- **Task instructions**
Look through the material below and give the number of lines where the string "sandorw" occurs, with nothing added.

-------- Supplied data --------

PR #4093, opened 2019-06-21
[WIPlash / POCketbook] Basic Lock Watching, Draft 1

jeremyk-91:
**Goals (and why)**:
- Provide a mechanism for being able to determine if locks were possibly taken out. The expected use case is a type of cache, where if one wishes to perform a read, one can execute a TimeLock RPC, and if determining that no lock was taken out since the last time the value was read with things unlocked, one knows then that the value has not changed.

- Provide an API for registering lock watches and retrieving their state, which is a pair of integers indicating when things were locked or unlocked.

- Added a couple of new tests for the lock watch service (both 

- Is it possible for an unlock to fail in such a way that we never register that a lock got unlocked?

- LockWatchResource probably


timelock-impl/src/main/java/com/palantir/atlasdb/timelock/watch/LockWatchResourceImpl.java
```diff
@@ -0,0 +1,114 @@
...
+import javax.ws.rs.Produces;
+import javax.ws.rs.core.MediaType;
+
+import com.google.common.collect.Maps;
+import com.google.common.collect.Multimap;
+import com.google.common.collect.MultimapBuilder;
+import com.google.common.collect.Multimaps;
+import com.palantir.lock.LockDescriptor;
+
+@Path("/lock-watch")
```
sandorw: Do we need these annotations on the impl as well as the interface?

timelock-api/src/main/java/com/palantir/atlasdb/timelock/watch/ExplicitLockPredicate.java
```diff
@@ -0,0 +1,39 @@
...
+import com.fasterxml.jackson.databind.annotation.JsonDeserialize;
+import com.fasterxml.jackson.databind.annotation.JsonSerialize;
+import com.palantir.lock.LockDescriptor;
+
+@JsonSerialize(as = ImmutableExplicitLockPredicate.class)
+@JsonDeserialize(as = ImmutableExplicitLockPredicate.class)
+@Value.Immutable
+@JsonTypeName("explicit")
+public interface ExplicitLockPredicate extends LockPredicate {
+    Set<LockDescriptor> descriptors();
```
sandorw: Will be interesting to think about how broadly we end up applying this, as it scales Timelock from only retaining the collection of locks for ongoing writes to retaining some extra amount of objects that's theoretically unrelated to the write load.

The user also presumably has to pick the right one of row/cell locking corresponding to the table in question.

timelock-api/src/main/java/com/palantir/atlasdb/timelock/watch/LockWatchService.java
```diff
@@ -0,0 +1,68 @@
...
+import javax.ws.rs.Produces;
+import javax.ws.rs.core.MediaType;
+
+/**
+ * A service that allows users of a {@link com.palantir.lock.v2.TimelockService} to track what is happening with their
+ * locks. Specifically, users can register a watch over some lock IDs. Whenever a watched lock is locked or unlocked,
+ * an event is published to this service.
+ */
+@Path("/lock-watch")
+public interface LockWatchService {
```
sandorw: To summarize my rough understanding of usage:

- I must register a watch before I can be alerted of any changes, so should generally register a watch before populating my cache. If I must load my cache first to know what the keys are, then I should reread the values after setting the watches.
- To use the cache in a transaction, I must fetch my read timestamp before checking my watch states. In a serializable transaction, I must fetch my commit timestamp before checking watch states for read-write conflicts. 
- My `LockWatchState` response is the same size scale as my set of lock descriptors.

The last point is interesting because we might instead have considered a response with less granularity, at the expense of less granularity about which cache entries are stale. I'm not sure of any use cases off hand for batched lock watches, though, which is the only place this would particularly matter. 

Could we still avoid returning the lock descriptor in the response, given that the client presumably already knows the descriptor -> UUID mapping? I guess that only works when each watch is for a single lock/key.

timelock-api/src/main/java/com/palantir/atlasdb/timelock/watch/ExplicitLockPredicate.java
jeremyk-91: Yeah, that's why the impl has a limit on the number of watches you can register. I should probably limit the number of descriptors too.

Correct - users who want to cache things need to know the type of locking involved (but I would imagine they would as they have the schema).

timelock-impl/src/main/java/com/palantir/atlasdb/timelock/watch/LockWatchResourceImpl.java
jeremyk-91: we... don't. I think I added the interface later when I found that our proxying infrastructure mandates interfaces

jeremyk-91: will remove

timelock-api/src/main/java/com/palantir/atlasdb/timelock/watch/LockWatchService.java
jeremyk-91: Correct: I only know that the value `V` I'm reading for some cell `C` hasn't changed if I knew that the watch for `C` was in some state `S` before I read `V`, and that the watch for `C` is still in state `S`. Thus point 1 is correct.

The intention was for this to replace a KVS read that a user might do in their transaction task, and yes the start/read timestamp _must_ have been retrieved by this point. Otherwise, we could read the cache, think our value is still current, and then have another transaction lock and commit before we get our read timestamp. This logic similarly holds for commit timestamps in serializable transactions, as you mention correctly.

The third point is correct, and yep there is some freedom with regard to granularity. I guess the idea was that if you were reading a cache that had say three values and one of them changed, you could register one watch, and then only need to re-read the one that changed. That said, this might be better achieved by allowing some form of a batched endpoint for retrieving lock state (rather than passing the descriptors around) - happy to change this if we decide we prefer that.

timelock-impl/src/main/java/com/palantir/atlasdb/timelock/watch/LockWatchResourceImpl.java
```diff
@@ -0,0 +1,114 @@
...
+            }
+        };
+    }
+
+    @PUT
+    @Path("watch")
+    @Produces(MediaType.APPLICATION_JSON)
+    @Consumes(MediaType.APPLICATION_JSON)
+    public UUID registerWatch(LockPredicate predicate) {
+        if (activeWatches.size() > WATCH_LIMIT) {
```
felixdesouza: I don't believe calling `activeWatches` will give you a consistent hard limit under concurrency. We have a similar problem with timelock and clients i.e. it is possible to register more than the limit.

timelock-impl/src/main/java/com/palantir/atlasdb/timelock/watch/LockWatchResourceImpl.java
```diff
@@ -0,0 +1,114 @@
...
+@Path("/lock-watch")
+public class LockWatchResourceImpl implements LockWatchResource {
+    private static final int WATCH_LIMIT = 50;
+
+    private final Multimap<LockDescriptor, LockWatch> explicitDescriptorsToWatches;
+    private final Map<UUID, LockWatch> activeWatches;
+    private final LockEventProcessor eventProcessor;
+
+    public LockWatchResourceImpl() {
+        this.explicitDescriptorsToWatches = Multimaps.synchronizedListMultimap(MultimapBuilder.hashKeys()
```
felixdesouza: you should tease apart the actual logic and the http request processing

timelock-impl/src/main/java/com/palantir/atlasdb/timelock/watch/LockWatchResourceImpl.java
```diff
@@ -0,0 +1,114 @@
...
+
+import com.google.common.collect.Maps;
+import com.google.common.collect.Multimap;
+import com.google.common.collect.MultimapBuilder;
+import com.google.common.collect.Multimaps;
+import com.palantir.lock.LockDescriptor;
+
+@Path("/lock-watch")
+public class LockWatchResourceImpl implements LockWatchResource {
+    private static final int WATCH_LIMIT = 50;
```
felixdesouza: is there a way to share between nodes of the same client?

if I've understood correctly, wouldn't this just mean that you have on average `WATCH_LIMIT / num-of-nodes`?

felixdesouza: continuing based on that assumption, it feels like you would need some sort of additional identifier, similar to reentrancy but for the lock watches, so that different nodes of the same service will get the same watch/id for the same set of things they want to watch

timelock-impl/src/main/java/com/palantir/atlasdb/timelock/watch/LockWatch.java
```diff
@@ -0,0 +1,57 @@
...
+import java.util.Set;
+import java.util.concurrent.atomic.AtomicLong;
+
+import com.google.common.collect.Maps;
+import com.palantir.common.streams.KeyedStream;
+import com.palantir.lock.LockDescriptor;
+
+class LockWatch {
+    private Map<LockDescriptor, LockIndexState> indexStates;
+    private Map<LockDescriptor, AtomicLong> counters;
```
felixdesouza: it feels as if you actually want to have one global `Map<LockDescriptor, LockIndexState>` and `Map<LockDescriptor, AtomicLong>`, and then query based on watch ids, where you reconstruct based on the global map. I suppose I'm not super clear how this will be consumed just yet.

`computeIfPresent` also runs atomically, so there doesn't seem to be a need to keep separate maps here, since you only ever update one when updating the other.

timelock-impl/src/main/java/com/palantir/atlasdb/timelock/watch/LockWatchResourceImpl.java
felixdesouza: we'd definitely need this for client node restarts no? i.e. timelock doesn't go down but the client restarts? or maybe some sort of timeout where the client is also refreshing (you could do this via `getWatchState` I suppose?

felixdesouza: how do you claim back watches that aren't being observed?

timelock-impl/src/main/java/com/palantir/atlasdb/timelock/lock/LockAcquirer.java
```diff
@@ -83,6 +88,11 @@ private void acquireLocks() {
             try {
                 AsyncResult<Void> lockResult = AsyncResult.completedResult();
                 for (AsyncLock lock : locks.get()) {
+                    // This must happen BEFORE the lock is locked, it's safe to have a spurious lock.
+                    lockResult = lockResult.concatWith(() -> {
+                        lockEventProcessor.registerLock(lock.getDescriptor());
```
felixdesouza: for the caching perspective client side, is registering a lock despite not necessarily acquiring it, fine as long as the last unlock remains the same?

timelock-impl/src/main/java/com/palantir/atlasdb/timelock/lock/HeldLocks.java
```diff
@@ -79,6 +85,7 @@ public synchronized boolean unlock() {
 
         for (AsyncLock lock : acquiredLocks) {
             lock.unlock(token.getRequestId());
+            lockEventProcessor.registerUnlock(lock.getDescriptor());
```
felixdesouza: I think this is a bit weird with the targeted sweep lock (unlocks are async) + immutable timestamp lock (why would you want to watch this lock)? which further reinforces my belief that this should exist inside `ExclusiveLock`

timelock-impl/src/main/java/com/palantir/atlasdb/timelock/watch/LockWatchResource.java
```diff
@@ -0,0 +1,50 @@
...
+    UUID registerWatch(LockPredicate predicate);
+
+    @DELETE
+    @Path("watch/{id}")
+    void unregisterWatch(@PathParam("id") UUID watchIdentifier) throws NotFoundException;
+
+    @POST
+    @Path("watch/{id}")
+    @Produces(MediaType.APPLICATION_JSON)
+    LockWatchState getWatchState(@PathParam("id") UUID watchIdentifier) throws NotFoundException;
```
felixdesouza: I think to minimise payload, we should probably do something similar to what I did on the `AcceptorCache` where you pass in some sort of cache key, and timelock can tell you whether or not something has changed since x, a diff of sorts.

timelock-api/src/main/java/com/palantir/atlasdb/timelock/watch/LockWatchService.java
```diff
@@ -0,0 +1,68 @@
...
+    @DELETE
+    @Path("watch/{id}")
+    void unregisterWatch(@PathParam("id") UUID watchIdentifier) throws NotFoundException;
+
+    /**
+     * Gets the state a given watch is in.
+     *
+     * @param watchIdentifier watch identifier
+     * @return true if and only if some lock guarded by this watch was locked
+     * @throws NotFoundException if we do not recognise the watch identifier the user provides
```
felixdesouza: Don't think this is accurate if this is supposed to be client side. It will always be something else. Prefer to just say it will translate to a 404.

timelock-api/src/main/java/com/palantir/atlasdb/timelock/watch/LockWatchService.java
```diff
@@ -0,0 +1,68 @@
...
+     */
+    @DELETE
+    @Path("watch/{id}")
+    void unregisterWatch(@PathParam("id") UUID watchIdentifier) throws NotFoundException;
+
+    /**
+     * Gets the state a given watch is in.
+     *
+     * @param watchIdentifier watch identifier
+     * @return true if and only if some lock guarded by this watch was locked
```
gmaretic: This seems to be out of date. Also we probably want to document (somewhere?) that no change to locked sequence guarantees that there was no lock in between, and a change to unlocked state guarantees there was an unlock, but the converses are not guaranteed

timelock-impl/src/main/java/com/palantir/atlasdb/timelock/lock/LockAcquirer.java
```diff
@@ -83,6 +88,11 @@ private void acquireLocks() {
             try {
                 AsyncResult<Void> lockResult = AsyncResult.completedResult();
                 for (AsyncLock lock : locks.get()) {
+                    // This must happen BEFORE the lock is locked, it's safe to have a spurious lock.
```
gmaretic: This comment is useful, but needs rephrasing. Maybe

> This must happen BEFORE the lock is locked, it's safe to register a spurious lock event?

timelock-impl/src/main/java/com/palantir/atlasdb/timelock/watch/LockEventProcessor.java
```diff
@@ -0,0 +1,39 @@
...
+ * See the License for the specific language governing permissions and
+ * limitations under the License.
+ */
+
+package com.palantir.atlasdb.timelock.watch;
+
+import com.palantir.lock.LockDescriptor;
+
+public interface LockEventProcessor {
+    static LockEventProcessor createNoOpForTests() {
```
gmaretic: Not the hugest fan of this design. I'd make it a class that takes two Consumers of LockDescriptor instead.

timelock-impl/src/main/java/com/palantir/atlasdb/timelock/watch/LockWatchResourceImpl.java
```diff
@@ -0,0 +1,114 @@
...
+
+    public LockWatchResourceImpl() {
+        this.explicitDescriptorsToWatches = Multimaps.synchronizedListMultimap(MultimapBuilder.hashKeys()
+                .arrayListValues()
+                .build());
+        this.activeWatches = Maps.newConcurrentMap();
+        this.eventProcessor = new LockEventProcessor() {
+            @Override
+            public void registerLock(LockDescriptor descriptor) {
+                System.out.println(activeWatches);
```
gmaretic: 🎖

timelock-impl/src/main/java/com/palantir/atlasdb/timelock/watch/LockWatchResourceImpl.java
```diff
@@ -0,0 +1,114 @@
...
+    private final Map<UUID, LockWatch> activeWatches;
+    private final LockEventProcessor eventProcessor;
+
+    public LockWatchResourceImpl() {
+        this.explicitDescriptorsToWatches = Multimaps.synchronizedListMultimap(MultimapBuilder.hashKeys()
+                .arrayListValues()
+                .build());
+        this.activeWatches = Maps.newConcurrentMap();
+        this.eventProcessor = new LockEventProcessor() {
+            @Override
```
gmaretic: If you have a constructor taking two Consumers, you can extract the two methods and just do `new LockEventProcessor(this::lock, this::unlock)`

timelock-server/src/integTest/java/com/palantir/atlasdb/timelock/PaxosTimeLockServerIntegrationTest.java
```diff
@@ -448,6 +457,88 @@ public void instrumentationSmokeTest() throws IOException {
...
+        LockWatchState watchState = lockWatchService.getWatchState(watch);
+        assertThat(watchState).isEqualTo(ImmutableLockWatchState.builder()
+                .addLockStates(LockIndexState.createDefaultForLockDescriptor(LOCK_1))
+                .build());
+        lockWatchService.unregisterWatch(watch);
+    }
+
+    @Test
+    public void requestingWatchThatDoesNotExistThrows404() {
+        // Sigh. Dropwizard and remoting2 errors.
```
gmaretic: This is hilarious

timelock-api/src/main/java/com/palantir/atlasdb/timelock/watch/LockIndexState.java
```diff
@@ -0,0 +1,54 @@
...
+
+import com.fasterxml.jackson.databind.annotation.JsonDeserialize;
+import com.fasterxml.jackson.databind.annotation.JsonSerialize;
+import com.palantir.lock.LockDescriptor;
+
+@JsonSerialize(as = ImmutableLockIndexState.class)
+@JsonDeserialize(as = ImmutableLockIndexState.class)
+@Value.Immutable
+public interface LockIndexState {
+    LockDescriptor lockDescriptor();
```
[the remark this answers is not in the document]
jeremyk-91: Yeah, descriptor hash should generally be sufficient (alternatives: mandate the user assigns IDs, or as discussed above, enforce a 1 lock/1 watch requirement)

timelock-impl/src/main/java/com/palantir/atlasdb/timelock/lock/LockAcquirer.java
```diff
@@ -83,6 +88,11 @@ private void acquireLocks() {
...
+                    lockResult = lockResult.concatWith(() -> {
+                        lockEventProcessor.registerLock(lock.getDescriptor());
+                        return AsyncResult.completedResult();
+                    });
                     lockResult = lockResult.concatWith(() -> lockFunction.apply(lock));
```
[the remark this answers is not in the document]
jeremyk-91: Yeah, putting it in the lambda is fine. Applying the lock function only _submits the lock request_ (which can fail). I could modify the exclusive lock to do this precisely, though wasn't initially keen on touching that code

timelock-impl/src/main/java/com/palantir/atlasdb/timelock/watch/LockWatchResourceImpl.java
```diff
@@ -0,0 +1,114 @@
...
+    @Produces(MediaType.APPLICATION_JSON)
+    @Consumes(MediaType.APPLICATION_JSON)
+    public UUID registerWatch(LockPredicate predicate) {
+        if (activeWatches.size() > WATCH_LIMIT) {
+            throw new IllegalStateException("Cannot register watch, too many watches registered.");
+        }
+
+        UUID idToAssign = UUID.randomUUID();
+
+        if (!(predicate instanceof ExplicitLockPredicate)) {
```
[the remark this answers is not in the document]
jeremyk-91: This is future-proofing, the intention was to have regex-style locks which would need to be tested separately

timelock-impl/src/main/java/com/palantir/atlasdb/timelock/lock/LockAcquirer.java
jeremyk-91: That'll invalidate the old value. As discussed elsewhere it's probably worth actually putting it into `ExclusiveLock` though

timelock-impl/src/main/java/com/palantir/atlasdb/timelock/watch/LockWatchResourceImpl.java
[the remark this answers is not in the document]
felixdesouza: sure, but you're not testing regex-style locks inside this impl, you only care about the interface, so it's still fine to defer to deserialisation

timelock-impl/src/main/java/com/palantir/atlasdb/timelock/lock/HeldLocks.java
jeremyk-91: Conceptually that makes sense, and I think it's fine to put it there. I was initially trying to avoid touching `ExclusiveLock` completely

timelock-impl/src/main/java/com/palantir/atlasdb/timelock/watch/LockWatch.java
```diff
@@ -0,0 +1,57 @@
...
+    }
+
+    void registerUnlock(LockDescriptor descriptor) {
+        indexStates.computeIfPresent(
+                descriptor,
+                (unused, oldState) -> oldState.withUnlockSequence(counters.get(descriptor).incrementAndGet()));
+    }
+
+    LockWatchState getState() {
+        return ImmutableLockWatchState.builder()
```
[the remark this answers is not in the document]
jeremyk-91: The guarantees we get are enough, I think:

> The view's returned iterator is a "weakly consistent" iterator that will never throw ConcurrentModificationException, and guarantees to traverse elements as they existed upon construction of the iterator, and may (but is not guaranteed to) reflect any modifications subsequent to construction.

--------

- **Answer section**
3